◆ Exercise details:
Write out again, please, the records below from the first line to the line holding "--- a/src/oscar/apps/dashboard/users/views.py", inclusive, and nothing else.

◆ Stored items:
# # # #
Issue #2116, opened 2016-09-09
user search logics is wrong in dashboard.users page


kkx:
As described in [issue 1337](https://github.com/django-oscar/django-oscar/issues/1337) too, Oscar assumed that [users only have 2 parts as firsname and last name](https://github.com/django-oscar/django-oscar/blob/master/src/oscar/apps/dashboard/users/views.py#L85), which is not true. For example: Pablo Ruiz Picasso has 3 parts both Ruiz Picasso are his lastname, in the current version, this user would not be searched in the dashboard.
I am going to submit a PR for this fix

sasha0:
Closing since PR #2117 already merged.

PR #2117, opened 2016-09-09
create a dynamic user name filter on name parts

kkx:
This PR is related to [issue 2116](https://github.com/django-oscar/django-oscar/issues/2116).
With this approach, user results now depends on how specific the query is. With the complete user names, the result would be more exactly, which gets most of use cases.

### DIFF
--- a/src/oscar/apps/dashboard/users/views.py
+++ b/src/oscar/apps/dashboard/users/views.py
@@ -82,12 +82,11 @@ class IndexView(BulkEditMixin, SingleTableMixin, FormMixin, TemplateView):
             # If the value is two words, then assume they are first name and
             # last name
             parts = data['name'].split()
-            if len(parts) == 2:
-                condition = Q(first_name__istartswith=parts[0]) \
-                    | Q(last_name__istartswith=parts[1])
-            else:
-                condition = Q(first_name__istartswith=data['name']) \
-                    | Q(last_name__istartswith=data['name'])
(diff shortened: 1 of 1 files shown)


kkx:
Set the initial filter condition to True(will filter all results), then we can use something like “condition &= new_condition” in a for loop.

src/oscar/apps/dashboard/users/views.py
```diff
@@ -82,12 +82,11 @@ def apply_search_filters(self, queryset, data):
...
             # last name
             parts = data['name'].split()
-            if len(parts) == 2:
-                condition = Q(first_name__istartswith=parts[0]) \
-                    | Q(last_name__istartswith=parts[1])
-            else:
-                condition = Q(first_name__istartswith=data['name']) \
-                    | Q(last_name__istartswith=data['name'])
+            # always true filter
+            condition = Q(pk__isnull=False)
```
kkx: Set the initial filter condition to True(like an empty filter), then we can use something like “condition &= new_condition” in a for loop to combine more conditions(something like a>1 and b<2 and ...)

sasha0: Initial condition could be rather just `Q()`, than this one.

kkx:
@sasha0 Thanks for pointing it out!

sasha0:
Thanks for the contribution.

PR #2121, opened 2016-09-15
Updated code for Django>=1.8

sudhirmishra:
A new setting was introduced in Django 1.8: TEMPLATES. All existing template-related settings were deprecated. The documentation is outdated for customising templates.

[Upgrading templates to Django 1.8](https://docs.djangoproject.com/en/1.10/ref/templates/upgrading/)


sasha0:
Thanks for the contribution!

Could you please squash commits into one? Thanks.

PR #2125, opened 2016-09-29
Update getting_started.rst

richlloydmiles:
## Scope

As per https://docs.djangoproject.com/en/1.10/topics/http/middleware/ MIDDLEWARE_CLASSES has changed to MIDDLEWARE.

Oscar still uses MIDDLEWARE_CLASSES and it should be noted to avoid confusion during setup.

Alternatively if this change isn't made it throws the following error when running `python manage.py rusnerver`

`VariableDoesNotExist: Failed lookup for key [basket] in u"<WSGIRequest: GET '/'>"`


sasha0:
Thanks for the contribution.

Issue #2127, opened 2016-10-01
Product search returns products that contain any *char* from the query


anentropic:
If I search for `red dress` I get any products with `r` or `e` or `d` or `s` in them.

I am using Elasticsearch backend.

Can anyone provide any suggestion of how to begin solving this?

I'm not even sure right now what to google for

anentropic:
Is it the tokeniser?  I don't want to use exact matching, I want `red AND dress`

anentropic:
yeah I think this is because of use of `EdgeNgramField` in `ProductIndex`

I assume that was needed to make auto-complete work but it stuffs up the normal search results

so I think these features should use separate fields

at the moment both `title` and `text` are using `EdgeNgramField` ...I'm not sure where autocomplete is used but maybe it's enough to just have the ngram on `title`? Then the document field `text` could just be a `CharField` so as to return sensible results from search.

I have done this successfully in my own oscar project, overriding the field on my `ProductIndex`, and it works as desired... does the current default setup make any sense?

solarissmoke:
Fixed via #2128.

PR #2128, opened 2016-10-01
don't use ngram for main search field, returns irrelevant results

anentropic:
see issue #2127 

I assume `EdgeNgramField` was chosen to support autocomplete type of functionality.  I could not find where that was actually implemented anywhere though. In the meantime, using ngram field here causes lots of irrelevant results to appear in search.  So I think this is the right change.

If autocomplete is implemented I think it maybe makes sense to autocomplete on product titles only (rather than words from description) and the `title` field is still defined as another `EdgeNgramField` so that would work.


solarissmoke:
Strikes me that we should mention this in the release notes. Will add a task to do that.

Issue #1778, opened 2015-06-12
Implement hash navigation in dashboard


jakobholmelund:
It's really annoying that you can't navigate the dashboard properly. Every time you hit back, you are reset to the default tab position.

For example:

I'm looking at an order, i go to the shipping tap, i press edit, i regret for a moment and press back/cancel/breadcrumb. When i get back the Order contents tap is now active

This is just one example, variant editing comes to mind as another pain point in this regard

john-parton:
This would be nice to have. I have a hack that adds some history in, but specifically only for variant editing.

maikhoepfel:
I totally agree. We're using Bootstrap's tabs, I'm not sure if they support it? Any way, a PR is most welcome!

bmihelac:
Added PR fot this, let me know if needs any change.

sasha0:
Fixed by f6d16fc53e3c0d8012890bda04e1267957982b04.

PR #2136, opened 2016-10-13
Fixes Implement hash navigation in dashboard #1778

bmihelac:
This is my first encounter with django-oscar codebase, so it is possible that this should go to some .js file rather than html.

Code is adapted from http://stackoverflow.com/a/9393768/238628


mvantellingen:
Thanks! looks good

PR #2137, opened 2016-10-14
Update docs to reflect using Django Migrations

bmihelac:
instead of South migrations


sasha0:
Thanks for the contribution!

PR #873, opened 2025-01-18
Use swiftly_release data for the download page

cmcgee1024:
Change the download pages for Linux and macOS so that they use the swiftly_release information to get the latest swiftly version to set the URL's and instructions.

### Motivation:

We would like to use the API to automatically populate the swiftly information when a new release is made instead of having to update the Linux and macOS pages each time.

### Modifications:

Pulled in the latest commits from main with the swiftly release API.

### Result:

The change will automatically set the URLs and instructions relating to the swiftly version.


0xTim:
Is there a way to split out the Swiftly stuff from the updates from `main`?

0xTim:
@cmcgee1024 want to fix the merge conflicts? Then we can merge

PR #875, opened 2025-01-20
[Server Guides] Logging clarifications

czechboy0:
### Motivation:

More guidance was needed on whether libraries should mutate Logger's log level and log handler or not.

### Modifications:

Clarify that libraries should not do that, with more context. Also removed language using "higher" and "lower" for log levels, as it's ambiguous, and replaced with "more severe" and "less severe".

### Result:

Clearer documentation for Swift server library authors around logging.


FranzBusch (approved):

ktoso (approved):
Nice clarifications, thanks Honza. Lgtm !

0xTim (approved):

0xTim:
@swift-ci test

PR #879, opened 2025-01-24
Clarify that `.pkg` installer is required for cross-compilation

MaxDesiatov:
### Motivation:

When cross-compiling on macOS to non-Darwin platforms (Linux or Embedded Swift), `.pkg` installer is required, as it provides necessary tools and has more LLVM backends enabled.

### Modifications:

https://www.swift.org/install/macos/ page now clarifies which installation methods are suitable for each of the use cases.

### Result:

There's less confusion about versions of toolchains necessary for cross-compilation to non-Darwin platforms.

### DIFF
--- a/install/macos/index.md
+++ b/install/macos/index.md
@@ -11,14 +11,14 @@ title: Install Swift
   <li class="grid-level-1">
     <h3>Xcode</h3>
     <p class="description">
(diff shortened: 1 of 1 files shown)


0xTim:
@swift-ci please test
# # # #
◆ Exercise solution:
Issue #2116, opened 2016-09-09
user search logics is wrong in dashboard.users page


kkx:
As described in [issue 1337](https://github.com/django-oscar/django-oscar/issues/1337) too, Oscar assumed that [users only have 2 parts as firsname and last name](https://github.com/django-oscar/django-oscar/blob/master/src/oscar/apps/dashboard/users/views.py#L85), which is not true. For example: Pablo Ruiz Picasso has 3 parts both Ruiz Picasso are his lastname, in the current version, this user would not be searched in the dashboard.
I am going to submit a PR for this fix

sasha0:
Closing since PR #2117 already merged.

PR #2117, opened 2016-09-09
create a dynamic user name filter on name parts

kkx:
This PR is related to [issue 2116](https://github.com/django-oscar/django-oscar/issues/2116).
With this approach, user results now depends on how specific the query is. With the complete user names, the result would be more exactly, which gets most of use cases.

### DIFF
--- a/src/oscar/apps/dashboard/users/views.py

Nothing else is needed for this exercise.